Settantadue (72) genotipi sono stati generati come parte di una sorveglianza della resistenza ai farmaci trasmessa studio, annidati all'interno di un ampio studio prospettico di sorveglianza HIV basato sulla popolazione. I campioni primari erano l'ago puntura sangue intero raccolto in microtubi EDTA. Al genotipizzazione c'era un tasso di amplificazione di 79% 19. Approvazione etica per la genotipizzazione di campioni dallo studio di sorveglianza è stato ottenuto presso l'Università di KwaZulu-Natal Ricerca Biomedica Comitato Etico (rif. BE066107).

Nome Primer Sequenza Lunghezza Direzione Posizione HXB2
MAW-26 TTGGAAATGTGGAAA GGAAGGAC 23 Avanti 2028-2050 1 ° Turno PCR
RT-21 CTGTATTTCAGCTATC AAGTCCTTTGATGGG 31 Reverse 3539-3509 1 ° Turno PCR
Pro-1 TAGAGCCAACAGCCC cacca 20 Avanti 2147-2166 Turno PCR seconda
RT-20 CTGCCAATTCTAATTC TGCTTC 22 Reverse 3462-3441 Turno PCR seconda
RTC1F ACCTACACCTGTCAA CATAATTG 23 Avanti 2486-2508 Sequencing
RTC2R TGTCAATGGCCATTG TTTAACCTTTGG 27 Reverse 2630-2604 Sequencing
RTC3F CACCAGGGATTAGAT ATCAATATAATGTGC 30 Avanti 2956-2994 Sequencing
RTC4R CTAAATCAGATCCTAC ATACAAGTCATCC 29 Reverse 3129-3101 Sequencing
RT-y GTGTCTCATTGTTTAT ACTAGG 22 Reverse 2967-2946 Sequencing
MAW-46 TCCCTCAGATCACTC TTTGGCAACGAC 27 Avanti 2251-2277 Sequencing

Tabella 1. Trascrizione, PCR e sequenziamento primer personalizzati utilizzati nella generazione di un frammento di 1197 bp pol copre tutti i 99 HIV-1 proteasi codoni e le prime 300 codoni del gene trascriptase inversa inverse.

RT21 (5pmol/ml) 0.5 0.2
dNTP (10 mM) 0.5 0.4
Totale 1

Tabella 2. dNTP / Primer miscela per la reazione di trascrizione inversa.

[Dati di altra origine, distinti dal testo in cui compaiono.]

Issue #2255, opened 2024-05-17
Link between staff and idir user


dinesh-aot:
**Overview**
Staff are the primary users of Track application. All the staff users are supposed to have an IDIR prior to sign in the Track.
**Things to do**
1. Create a column idir_user_id in staff table
2. Copy the provider_id from keycloak based on the staff email address
3. Need a migration to fix the idir_user_id for the existing staff members

PR #2361, opened 2024-07-17
2255 - Add idir to staff model

djnunez-aot:
#2255


epictrack-api/migrations/versions/19227722dffc_set_up_idir.py
```diff
@@ -0,0 +1,39 @@
...
+
+    with op.batch_alter_table('staffs_history', schema=None) as batch_op:
+        batch_op.add_column(sa.Column('idir_user_id', sa.String(length=100), autoincrement=False))
+
+    # ### end Alembic commands ###
+
+
+def downgrade():
+    # ### commands auto generated by Alembic - please adjust! ###
+    with op.batch_alter_table('staffs_history', schema=None) as batch_op:
```
dinesh-aot: You can basically run the script along with this migration.

epictrack-api/src/api/services/staff.py
```diff
@@ -59,9 +59,19 @@ def find_all_non_deleted_staff(cls, is_active=False):
...
+        # Normalize the email and check for existence in the local database
+        email = payload["email"].lower()
+        exists = cls.check_existence(email)
+
         if exists:
             raise ResourceExistsError("Staff with same email already exists")
+        # Fetch user details from Keycloak
+        users = KeycloakService.get_user_by_email(email)
+        if not users:
+            raise ResourceNotFoundError(f"No user found with email: {email}")
```
dinesh-aot: It would be great to have UnprocessbleEntity error here. We are trying to create a staff here, so it won't be good to have ResourceNotFound.

epictrack-api/src/api/services/staff.py
```diff
@@ -70,9 +80,15 @@ def create_staff(cls, payload: dict):
     @classmethod
     def update_staff(cls, staff_id: int, payload: dict):
         """Update existing staff."""
-        exists = cls.check_existence(payload["email"], staff_id)
+        email = payload["email"].lower()
+        exists = cls.check_existence(email, staff_id)
         if exists:
             raise ResourceExistsError("Staff with same email already exists")
+        users = KeycloakService.get_user_by_email(email)
```
dinesh-aot: I don't think you need to do it in update staff. Because when you created the staff, the result has the idir_user_id. then each time the staff resource should have the idir_user_id associated with it when it is updating. You can make idir_user_id as a required field in update_staff_request object.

Reagente Volume (ml) / reazione Concentrazione / reazione
First Strand Buffer (10x) 1 1
MgCl 2 (25 mm) 2 4
DTT (0,1 M) 1 0.008
RNaseOUT (40 U / ml) 0.5 16
Apice III trascrittasi inversa (200U/ml) 0.5 8
Totale 5

Tabella 3. Enzima miscela per la reazione di trascrizione inversa.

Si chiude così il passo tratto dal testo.